Here is my first hybrid.  It came in too light for my buddy Scott, so I have to build him another.  This one is 60" NTN and draws 52@28.  She is cut to center and a really fine shooter.  She has a wenge/osage riser and the same in the overlays.  She has an action-boo core and stained bamboo limb faces.  This one runs $450, but since she is now a stock bow I will sell her for $400.  She comes with a bow sock.


----------



## dpoole (May 21, 2009)

How do you get the correct weight when you build a bow?


----------



## Lowjack (May 21, 2009)

Too Pretty LOL


----------



## Apex Predator (May 21, 2009)

You refer to the last one you built!  If the new one needs to be heavier, then you use thicker lams.  This is the first one off of the form though, and it's mostly a W.A.G. on the first.


----------



## dpoole (May 21, 2009)

At least with a self bow you can put em on a tillering tree as you go to get your weight correct. With your bows you dont know till it is finished.


----------



## Al33 (May 21, 2009)

Beautiful bow Marty!!!


----------



## gregg dudley (May 21, 2009)

Nice bow, Marty!

Most bowyers keep detailed notes (recipes if you will) on previous bow builds and can get pretty close to target weight after they build a particular model for a while.


----------



## Apex Predator (May 21, 2009)

Thanks for the compliments folks!

This one is sold!


----------



## SELFBOW (May 21, 2009)

Man that didn't last long


----------



## F1Rocket (May 22, 2009)

What a beautiful bow.

I guess the "don't ask, don't tell policy" is in effect in case someone's significant other finds out there is an incoming bow.

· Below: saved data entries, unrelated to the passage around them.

Issue #2994, opened 2021-05-06
Where should macro definitions go?


edemaine:
Traditionally, macro definitions go in `src/macros.js`. But there are exceptions:
* #2984 introduced a macro in `src/functions/operatorname.js`.
* I did a similar thing in an environment in #2952. (In both cases, I feel like it's worth keeping logically clustered content together. )
* A smaller older example is that `environments/array.js`/`cd.js` redefines the `\cr` macro (though not using `defineMacro`).

In general I feel like `macros.js` is getting rather large and would probably be nicer to split it into logical components. The first chunk about defining macros for the sake of macro definitions makes sense, but the definition of various symbols, `\not`, `\dots`, etc. feel like they could belong elsewhere.

What if we moved the latter macro definitions to the `functions` directory?  Or maybe it would be better to rename `functions` to `commands` and make explicit that commands can be defined by functions, macros, or a mixture thereof?

_Originally posted by @edemaine in https://github.com/KaTeX/KaTeX/pull/2984#discussion_r627681165_

PR #3157, opened 2021-08-07
fix(macros): resolve circular dependency

ylemkimon:
Resolve circular dependency introduced in #2984.


edemaine:
Thanks for catching this. We should probably add the cycle-checking eslint rule.

This is related to #2994. If we want to enable macro definitions like this, we could move `macros` and `defineMacro` into a new `defineMacro.js`, like we already do in `defineFunction.js`.  What do you think?

Issue #3168, opened 2021-08-13
the line of \left\vert is disconnected


lesonli:
`\dfrac{\left\vert\dfrac{12\sqrt{3+211}}{a}\right|}{1}`

![image](https://user-images.githubusercontent.com/17868761/129369227-bd345ae0-1bf8-4cb4-a2fd-4a7ac0b6b9ed.png)

How can we solve this problem?

ronkok:
Well, that's annoying. I'll turn in a PR that removes a `.toFixed(3)` from the code. That rounding changes the width of an SVG by a minute amount. It might be enough for a browser to occasionally misplace the SVG.

edemaine:
@lesonli The latest version of KaTeX makes some changes to this behavior. Can you confirm whether you're still seeing an issue?

narisuzu:
> @lesonli The latest version of KaTeX makes some changes to this behavior. Can you confirm whether you're still seeing an issue?
![aaa](https://user-images.githubusercontent.com/16162768/139618236-bc5494a2-258c-459f-b9ea-c1fe7f8dcd4f.png)
Still has this issue in 0.15.1

edemaine:
Definitely looks like an improvement.  I don't think we have an easy way to do better.

For the specific case, of `|`, I could imagine doing the whole symbol with one SVG, but I imagine this is pretty different from how LaTeX renders large symbols.

mbourne:
This is still causing issues (recently, #3669).

> I could imagine doing the whole symbol with one SVG, but I imagine this is pretty different from how LaTeX renders large symbols.

Seems to me this issue would be resolved if one element was used. I had a play around and offer 2 possible solutions, which have the added benefit of reducing the number of DOM elements should one or other be implemented.

The first suggestion is to render it with a single SVG (as @edemaine mentioned), and the second is to draw a border. (I'm just tinkering with clones of the KaTeX output.)

https://bourne2learn.com/math/katex/large-absolute-values-signs-proposal.php

Screenshot of the extended SVG approach:

![image](https://user-images.githubusercontent.com/7541940/178136035-91529bd9-0dda-479a-8411-28dd68552e7c.png)


I still feel at times pure LaTeX approaches don't make sense in HTML. My guess is 99% of users just want it to look right, and don't care if if fails LaTeX purity tests, as long as it is valid HTML.

rben01:
I'm also seeing this. It definitely seems to depend on the specifics how browsers render fonts.

## Safari

[...]

PR #3170, opened 2021-08-14
fix: rounding in middle of a tall delimiter.

ronkok:
My best effort at a fix for #3168.


edemaine:
Funny, I thought this might have been caused by #2460, but now I see that was never merged. Incidentally, I see that [font metrics are rounded to 5 decimals](https://github.com/KaTeX/KaTeX/blob/3064ae218e3e4f73472e41afefa7b78b78384621/src/metrics/extract_tfms.py) so maybe that could be the target for #2460.

But I've never been certain about rounding, and the issue that this fixes renews that worry.  So I'm still not sure about #2460, but this PR seems good. I see that the other uses of `toFixed` are in `\includegraphics` and `array`'s MathML `rowspacing`, neither of which seems likely to be impacted much by rounding, so this is probably enough unrounding for now.

(Waiting for screenshots to get updated before actual review though.)

ronkok:
Looking at the screenshots, I think they look worse now than they did before. I'll try again with rounding to 5 decimal places.

ronkok:
The screenshots still show small misalignments here and there. But the interior geometry of the SVG exactly matches the font glyph, and I've done my best shot at the rounding calculation. I can think of nothing more that I can do.

You know, in the KaTeX fonts, the glyph internal geometry numbers are all 1000x one em. In most fonts these days, that ratio is some even multiple of two, such as 2048 or 1024. I suppose that would make this sort of floating point rounding error go away.

I'm going to update the screenshots. You can approve this PR or not. I think it makes little difference.

Issue #3161, opened 2021-08-08
Full Support of Braket Notation


Yue-Zhengyuan:
**Is your feature request related to a problem? Please describe.**
Not a problem.

**Describe the solution you'd like:**
Is there any plan to provide full support of the brakes notation? Currently \Bra, \bra, \Ket, \ket, \braket are supported, but \Braket is not; this one handles expressions like <a|b|c> and can adjust its size to the contents. 

**Link to or name of a (La)TeX package that provides the same feature:**
[The Braket package](https://www.ctan.org/pkg/braket)

ronkok:
This seems like a reasonable request. I'll write a PR. Some time may go by before it gets reviewed.

PR #3171, opened 2021-08-14
feat: Support \Braket, \set, and \Set

ronkok:
Address #3161.

Also support `\set` and `\Set`. KaTeX now supports all of the Braket package.


ronkok:
Withdrawn in favor of PR #3214.

Issue #3189, opened 2021-08-26
yarn start / webpack-cli fails


edemaine:
I'm getting the following error message when trying to `yarn start`.  I don't seem to be able to figure out where there's a `running` property anywhere.  Any ideas for fixing?  Updating webpack (#3182) didn't help.

```
[webpack-cli] Invalid configuration object. Object has been initialized using a
configuration object that does not match the API schema.
 - configuration has an unknown property 'running'. These properties are valid:
   object { bonjour?, client?, compress?, dev?, firewall?, headers?, historyApiFallback?, host?, hot?, http2?, https?, injectClient?, injectHot?, liveReload?, onAfterSetupMiddleware?, onBeforeSetupMiddleware?, onListening?, open?, openPage?, overlay?, port?, proxy?, public?, setupExitSignals?, static?, stdin?, transportMode?, useLocalIp? }
```

I've reproduced the error on Windows and Linux, and using Yarn or NPM/`npx`.  On the other hand, `yarn build` works fine, so it's specific to the dev server.

PR #3190, opened 2021-08-26
feat: optional vertical alignment [t|b|c] for array and aligned environments

### LINKED ISSUE #2172: Is array vertical positioning supported?
This is a question about the optional vertical positioning argument of an array. When I tried
`\begin{array}[t]{c|}1\\ \,\end{array} \begin{array}[t]{rrrr}1& 2& -5& 2\\ & 1& 3& -2\\ \hline 1& 3& -2& 0\end{array}`
I did not get an error message and it seems to work, but I did not find the [position] optional argument mentioned in the official documentation. Can I assume that it is officially supported?

### LINKED ISSUE #2760: Support the optional vertical positioning argument of gathered, aligned, and alignedat
> Before requesting a feature, please search for [existing issues](https://github.com/KaTeX/KaTeX/issues).

Issue #2172 requests support for the corresponding vertical positioning argument of the `array` environment (see also a related [comment](https://github.com/KaTeX/KaTeX/issues/269#issuecomment-379936635) in #269).

Currently (v0.12.0) KaTeX renders `\begin{aligned}[t]...\end{aligned}` as a vertically-centred box, e.g.:
Screenshot 2021-01-26
LaTeX (with the amsmath package) reads the `[t]` as an optional parameter, and renders the same markup as a top-aligned box:
Screenshot 2021-01-26
This difference can hinder use of KaTeX on existing LaTeX documents with amsmath markup.

Support the optional vertical positioning argument of `gathered`, `aligned`, and `alignedat`, as in amsmath.

For `gathered` and `aligned` **this is a breaking change!** When the amsmath markup is the default, instances of `\begin{gathered}[...\end{gathered}` and `\begin{aligned}[...\end{aligned}` in existing KaTeX documents will need editing, to avoid the `[` being read as the start of an optional argument. A rendering option to restore the v0.12.0 behaviour might be needed.

[amsmath](https://ctan.org/pkg/amsmath)

The [amsmath user guide](http://mirrors.ctan.org/macros/latex/required/amsmath/amsldoc.pdf) (§3.7) explains that, for the `gathered`, `aligned`, and `alignedat` environments:

> Like the `array` environment, these `-ed` variants also take an optional `[t]`, `[b]` or the default `[c]` argument to specify vertical positioning.

These optional arguments are also supported by MathJax.

N/A

**Additional context:**
Support for the optional arguments of `\raisebox` (issue #2140) and `\smash` would further ease use of KaTeX on existing LaTeX documents with amsmath markup.

edemaine:
`\begin{array}` and `\begin{aligned}` rendered any optional argument like `[t]`.

Matching LaTeX, `\begin{array}`, `\begin{darray}`, `\begin{aligned}`, `\begin{alignedat}`, `\begin{gathered}` (but not `\begin{align}`, `\begin{alignat}`, `\begin{equation}`, `\begin{gather}`, `\begin{split}` and starred variants, `\begin{matrix}` and variants, `\begin{smallmatrix}`, `\begin{cases}`) support custom vertical alignment via `[t]`, `[b]`, or `[c]` optional argument.

~~At least, that's the goal.  I haven't been able to test this yet, or write tests, because of #3189, but I theorize that it or a slight variation will work.~~

**Optional arguments in environments:** Along the way, I had to add support for optional arguments in environments, which was silently ignored before.  ~~This only gets used in `\begin{alignedat}[t]{2}` because the optional argument is in the "correct" position before the required argument. We can't use it (without some modification) in `\begin{array}{cc}[t]` because the optional argument comes later.~~  Turns out I was wrong, and the correct order is `\begin{array}[t]{cc}`, so I can use the optional argument parser in all cases.

**Demo:** 

image

image

**BREAKING CHANGE:** Optional arguments used to be rendered in aligned environments, but now they are correctly processed (as they would in LaTeX).  This is arguably a bug fix, but could break existing code like
```latex
\begin{aligned}
[hello] & [world] \\
\end{aligned}
```

Fixes #2172, fixes #2760


ronkok:
This is good stuff. It should get recognized in the documentation. Suggest modification of `supported.md` file:

In the _Other KaTeX Environments_ table, to the row labeled `gathered`, etc., insert a line .".. take an optional argument `[t|b|c]` to set vertical alignment."

Revise one example environment to read
```
\def\arraystretch{1.5}
\begin{array}[c]{r|c:l}
   ab & c & de \\ \hline
   f  & g & h \\ \hdashline
   i  & j & k
\end{array}
```

There is a sentence that begins: "The `{array}` environment supports `|` ... . It's an unusual sentence for this document, which doesn't do much explanation. It just enumerates every KaTeX function and shows a working example of each. So that sentence is out of sync with the rest of the document. It should be either deleted or augmented with the `{darray}` environment and the new optional argument. I would be okay with either choice.

pzinn:
it would be nice if this got approved!

pzinn:
actually, I applied the patch and it doesn't seem to work too well for me:
```
$X=\begin{array}[t]{cc} 1 & 2 \\ 3 & 4\end{array}$
```
produces this:
x

PR #3199, opened 2021-08-27
chore(lint): add import rule checks

edemaine:
`import` statements were unchecked, and cycles of imports were undetected

`import` statements are checked, and cycles of imports are detected

Indeed, this PR won't pass CI until #3198 or #3157 gets merged.

`eslint-plugin-import` required upgrading eslint to parse ECMAScript 2017 (from the default of v5!), which triggered some new instances of `comma-dangle` in function calls and arguments.  Some of them look really ugly (e.g. when calling a function with an inline function as sole argument), so I've made `comma-dangle` optional for functions.


ylemkimon (approved):
I've disabled no-cycle check for now.

PR #3854, opened 2023-09-01
hide character metrics console warnings on production - fixes #3853

### LINKED ISSUE #3853: Don't render character metrics console warnings on production
Currently the character metrics warnings appears on all `NODE_ENV` environments.

I would like to hide them in `NODE_ENV`: `production`

Example:
```
No character metrics for '€' in style 'Main-Regular' and mode 'text'
```

borriglione:

It logs console warnings if no metric was found for the character in the current font and mode.

It logs console warnings only in non-`production` `NODE_ENV`

 Fixes #3853


edemaine (commented):
Sorry for the delay in reviewing this. In addition to the style issues now highlighted below, there seems to a problem: `process.env.NODE_ENV` is getting evaluated and replaced at build time instead of at runtime.  I see the following in `dist/katex.js` after running `yarn build`:

```js
    const nodeEnv = typeof process !== 'undefined' && "production";
```

Presumably this is a feature of our build process (Webpack), and there's a way around it. Are you able to explore workarounds?

kalvdans:
I think we can get rid of the warning completely, regardless of environment.

edemaine:
@kalvdans The warning serves a purpose: it tells you that the height of the character is unknown, so there's a decent chance it will be placed incorrectly. (A good example is [within a `\sqrt`](https://github.com/KaTeX/KaTeX/issues/3718).)

kalvdans:
> @kalvdans The warning serves a purpose: it tells you that the height of the character is unknown, so there's a decent chance it will be placed incorrectly. (A good example is [within a `\sqrt`](https://github.com/KaTeX/KaTeX/issues/3718).)

Yes but what should the user (document writer) do about it? 

If the message is aimed for font developers, a full list of missing metrics is more useful.

PR #3863, opened 2023-09-27
feat: add KaTeX options menu for the test server

### LINKED ISSUE #1225: GUI for test server (main.js) settings
The test server (`npm start`) supports lots of settings by manually modifying the URL. It would be nice to have an actual GUI with checkboxes for boolean options (e.g. displayMode) and text boxes for others (e.g. adding macros). I think it would also make sense to always keep the URL in and with the current state, instead of requiring a press of a Permalink button.

nnethaji:
- modify settings manually by editing the URL. 
- lack of GUI support for both boolean options and options that need text input

- show KaTeX options menu for the test server below the permalink button

Closes #1225


static/index.html
```diff
@@ -1,17 +1,75 @@
 <!DOCTYPE html>
 <html>
-    <head>
-        <meta charset="UTF-8">
-        <title>KaTeX Test</title>
-        <script defer src="/main.js" type="text/javascript"></script>
-    </head>
-    <body>
-        <textarea id="input" rows="5">
+<!-- referenced from issue #1615 -->
```
edemaine, line 3: It would be better to refer to `website/pages/index.html` in this comment. And maybe it should move down 

You also need to consistently use either indentation of 4 (as before in this file) or 2 (as in `website/pages/index.html`), and `<head>` and `<body>` should be indented within `<html>`.

static/main.js
```diff
@@ -85,15 +85,80 @@ function init() {
...
 
+    // This sets default values
+    // Initialize an empty array to store the options as strings
+    const optionElements = [];
+
+    // Init array with ids of each option
+    const optionIds = ["displayMode", "leqno", "fleqn", "throwOnError",
+        "errorColor", "strict", "output", "trust", "macros"];
+
+    // Loop through each option ID
```
edemaine, line 96: This and some other comments are redundant with the code and should be removed.

static/main.js
```diff
@@ -85,15 +85,80 @@ function init() {
...
+        // Add the processed element to the optionElements array
+        optionElements.push(element);
+    }
+
+
     reprocess();
 
+    function changeOption() {
+        // Init empty object options
+        const options = {};
```
edemaine, line 127: I don't see why you need to make a new `options` object, instead of modifying the original one. I think the latter approach would be more robust, in case `options` has some hidden options that are not reflected by the UI.

static/main.js
```diff
@@ -14,7 +14,7 @@ function init() {
     input.addEventListener("input", reprocess, false);
     permalink.addEventListener("click", setSearch);
 
-    const options = {displayMode: true, throwOnError: true, trust: true};
+    let options = {displayMode: true, throwOnError: true, trust: true};
```
edemaine, line 17: This can change back to `const` if you implement the comment below about modifying `options` in-place.

static/main.js
```diff
@@ -85,15 +85,80 @@ function init() {
...
+                // parse the JSON input entered into the macro
+                val = element.value ? JSON.parse(element.value) : undefined;
+            } else {
+                // For rest of the elements, set val to the value of the element
+                val = element.value;
+            }
+
+            // Set id of each element in the options object to its current val
+            options[element.id] = val;
+        }
```
edemaine, line 148: You also need to modify `query`, so that the permalink changes to reflect the new options. Currently the permalink doesn't update. This is the main show-stopper for this PR.

edemaine (changes requested):
Thanks for working on this, and sorry for the very slow review. The UI looks good but there are a couple of style and functionality issues that need fixing.

edemaine:
Replaced by #4072. Thanks for getting this started!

It would be nice to hear from the new owner as to their thoughts on this gem.


----------



## dutchman (May 22, 2009)

F1Rocket said:


> I guess the "don't ask, don't tell policy" is in effect in case someone's significant other finds out there is an incoming bow.

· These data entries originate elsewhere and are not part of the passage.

PR #3896, opened 2023-11-04
doc(users): add bearbei

Edan0615:
Add bearbei to user list

### DIFF
--- a/website/siteConfig.js
+++ b/website/siteConfig.js
@@ -170,6 +170,11 @@ const users = [
         image: 'https://github.com/zzllrr/mather/raw/master/img/logo.jpg',
         infoLink: 'https://github.com/zzllrr/mather',
     },
+    {
+        caption: 'BearBei 貝貝',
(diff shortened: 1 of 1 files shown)


edemaine (changes requested):
Could you please move this before CindyJS so that the list is alphabetical (except for Khan Academy in front)?

Also, if there's a smaller logo file to link to, that might be preferable. (The current one is over 200kB.)

Edan0615:
> Could you please move this before CindyJS so that the list is alphabetical (except for Khan Academy in front)?
> 
> Also, if there's a smaller logo file to link to, that might be preferable. (The current one is over 200kB.)

Sure no problem, working on it. Thank you.

Edan0615:
> Could you please move this before CindyJS so that the list is alphabetical (except for Khan Academy in front)?
> 
> Also, if there's a smaller logo file to link to, that might be preferable. (The current one is over 200kB.)

Hi I just updated it with another pull request, thank you.

PR #3897, opened 2023-11-04
docs(users): add bearbei

Edan0615:
Update Bearbei to the list and update it in the order and with a smaller picture.


edemaine (approved):
Thank you!

PR #3903, opened 2023-11-12
Fix parising of `\,'`

### LINKED ISSUE #3856: Regression when rendering `$a\,'`
> Before reporting a bug

**Describe the bug:**
Using version prior to `0.15.0` rendering latex like `$a\,'` (`'` after `\,`) works just fine (which is consistent with pdflatex), but since `0.15.0` and in `0.16.x` versions it throws `ParseError: KaTeX parse error: Got group of unknown type: 'internal'` error.

Note that using anything other than `'` doesn't trigger the bug, so things like `a\,b` work just fine

**To Reproduce:**
```html
<!DOCTYPE html>
<html>
  <head>
    <link rel="stylesheet" href="https://cdn.jsdelivr.net/npm/katex@0.15.0/dist/katex.min.css" crossorigin="anonymous">
    <script src="https://cdn.jsdelivr.net/npm/katex@0.15.0/dist/katex.min.js" crossorigin="anonymous"></script>
  </head>
  <body>
    <script>
      katex.render("a\\,'", window.document.body, {
        throwOnError: false
      });
    </script>
  </body>
</html>
```
If you change `0.15.0` to `0.14.1` in the snippet above it is rendered correctly as expected.

**Expected behavior:**
fragment gets rendered

**Screenshots:**

 - KaTeX Version: 0.15.0 and any later
 - Device: Desktop
 - OS: NixOS
 - Browser: Chrome
 - Version: 116.0.5845.110

**Additional context:**
Reported initially [here](https://github.com/logseq/logseq/issues/10153)

t4ccer:
Closes #3856

### DIFF
--- a/src/macros.js
+++ b/src/macros.js
@@ -529,7 +529,7 @@ defineMacro("\\DOTSX", "\\relax");
 // Spacing, based on amsmath.sty's override of LaTeX defaults
 // \DeclareRobustCommand{\tmspace}[3]{%
 //   \ifmmode\mskip#1#2\else\kern#1#3\fi\relax}
-defineMacro("\\tmspace", "\\TextOrMath{\\kern#1#3}{\\mskip#1#2}\\relax");
+defineMacro("\\tmspace", "\\TextOrMath{\\kern#1#3\\relax}{\\mskip#1#2}");
 // \renewcommand{\,}{\tmspace+\thinmuskip{.1667em}}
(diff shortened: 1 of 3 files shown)


edemaine (commented):
This is not the correct solution to this problem. The `\relax` is needed to terminate the length, so should stay where it is. The root problem is that `\relax` cannot be followed by sub/superscripts, whereas it is allowed in LaTeX.

PR #3940, opened 2024-03-21
fix(css): fefault to font-display: swap; closes #2242

### LINKED ISSUE #2242: Use font-display: swap to prevent invisible text on load
Google PageSpeed Insights suggests that I should "ensure text remains visible during webfont load".

For KaTeX this would simply involve including [`font-display: swap;`][mdn-font-face] in all of the `@font-face` entries in `katex.css`.

I think this a good idea, but how would we then cater for people who *don't* want to temporarily show a fallback font?

[mdn-font-face]: https://developer.mozilla.org/en-US/docs/Web/CSS/@font-face/font-display#Values

FreyaHolmer:
Google fonts seem to default to swap, and mixing them with katex makes it so that katex is invisible briefly on page load, unlike google fonts which make use of fallbacks while loading. This would unify their behavior.

Ideally there'd be an option for this, and a ?display=swap in the cdn url (like google fonts: https://developers.google.com/fonts/docs/css2#use_font-display), but I don't know if jsdelivr supports that!

Katex fonts would be invisible until loaded

Katex fonts will now render a fallback until fonts have been loaded

BREAKING CHANGE: changes font loading behavior to font-display: swap,
which means equations will render a fallback before loaded
instead of being invisible

Closes #2242

### DIFF
--- a/src/fonts.less
+++ b/src/fonts.less
@@ -2,6 +2,7 @@
 @use-ttf: true;
 @use-woff: true;
 @use-woff2: true;
+@font-display: swap;
 
 .use-woff2(@family, @family-suffix) when (@use-woff2 = true) {
     src+: url('@{font-folder}/KaTeX_@{family}-@{family-suffix}.woff2') format('woff2')
@@ -37,6 +38,7 @@
         .use-ttf(@family, @suffix);
         font-weight: @weight;
         font-style: @style;
+        font-display: @font-display;
     }
 }
 


yao-genius:
Why hasn't this fix been approved yet? I had the same problem.

edemaine:
This PR needs to be ported from less to scss, though I suspect that would be easy. There's also a question of what's the best default.

Actually, we could offer multiple `.css` builds with different settings. I think `block` and `swap` are the two natural choices here, depending on whether you want to flash empty content (current behavior I guess) or flash incorrectly styled content.

edemaine (approved):
Thanks for submitting this, and apologies for the long delay.

I modified the PR to work as follows:
* `katex.css` and `katex.min.css` use `font-display: block`, roughly the same as before. I believe this is still a useful configuration to [avoid "flash of unstyled text" (FOUT), but instead have "flash of invisible content" (FOIT)](https://css-tricks.com/fout-foit-foft/).
  * In particular, I hesitate to modify the default here, because so many people use KaTeX and this might be a significant deviation from expected behavior.
* `katex-swap.css` and `katex-swap.min.css` use `font-display: swap` to enable "flash of unstyled text" (FOIT) instead of "flash of invisible content" (FOUT)
* Variable `$font-display` is still overridable (now via SCSS instead of Less)

TLDR: if you want `font-display: swap`, you use `katex-swap.css` instead of `katex.css`. But default remains roughly the same.

I'd appreciate any feedback on this approach (from original poster or anyone else interested in this feature) before merging.

grigoriy-reshetniak:
Hello @edemaine. 
I've discovered this PR while browsing open ones and I feel like it's a shame it hadn't been merged.  Looking from the OP's perspective:

> Ideally there'd be an option for this

I think since your changes actually provided that option this PR deserves to be merged.

edemaine:
Thanks Grigoriy! That's the feedback/confirmation I was looking for. I'll merge it.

That'd be plumb cowardly, wouldn't it?


----------



## RogerB (May 22, 2009)

Boo under glass, should be quick, 52 @ 28, just right,  and 60 NTN (perfect for my short draw) good thing it wasn't a lefty or I would be worried how to tell my wife.


----------



## dutchman (May 22, 2009)

RogerB said:


> Boo under glass, should be quick, 52 @ 28, just right,  and 60 NTN (perfect for my short draw) good thing it wasn't a lefty or I would be worried how to tell my wife.



It is a classy looking bow!


----------



## BDAdams (May 24, 2009)

That's funny Roger. After the last NGT shoot don't you mean how would you tell your wife this time?


----------



## RogerB (May 25, 2009)

BD, Your right!!! that is what would make me so afraid "this time". I wish you would say something I could argue with. LOL


----------